Investigating the interaction of indapamide and its derivatives with phosphorylated human NCC: a multi-scale computational method

Abstract Diuretics used to manage hypertension are often framed around the sodium-chloride cotransporter (NCC) due to Indapamide's renal depleting effects, yet NCC's role in electrolyte balance remains actively untargeted within clinical settings. This study integrated computational NCC modeling concepts like crystal structure prediction and docking simulations, creating molecular dynamics frameworks for the three novel Indapamide ester derivatives (Ind-1, Ind-2, Ind-3), to evaluate phosphorylated NCC docking criteria and establish binding control mechanisms.
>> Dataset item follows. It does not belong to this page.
PR #2113, opened 2018-04-03
Add uniform component masses distribution

cdcapano:
This addes a `UniformComponentMasses` distribution. This is mostly a wrapper around `Uniform`, but it requires that `mass1` and `mass2` be provided, and it ensures that `mass1 >= mass2` in the array returned by the `rvs` function.  This should fix annoying book-keeping issues when doing PP tests.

Ind-1 and Ind-3 demonstrated the strongest docking capabilities, displaying remarkable stability in complex formation with phosphate NCC that relied heavily on expansive hydrogen bonding alongside non-covalent interactions. Electronic structure analysis of HOMO-LUMO gaps alongside increased electronegativity further validated binding strength projections alongside ADME implications, which attributed favorable pharmacokinetics to Ind-1 and Ind-3 despite limited gastrointestinal absorption for Ind-3. These outcomes help NCC diuretic designers optimize therapeutic techniques and maneuver molecular architecture toward more potent but easier to control medications.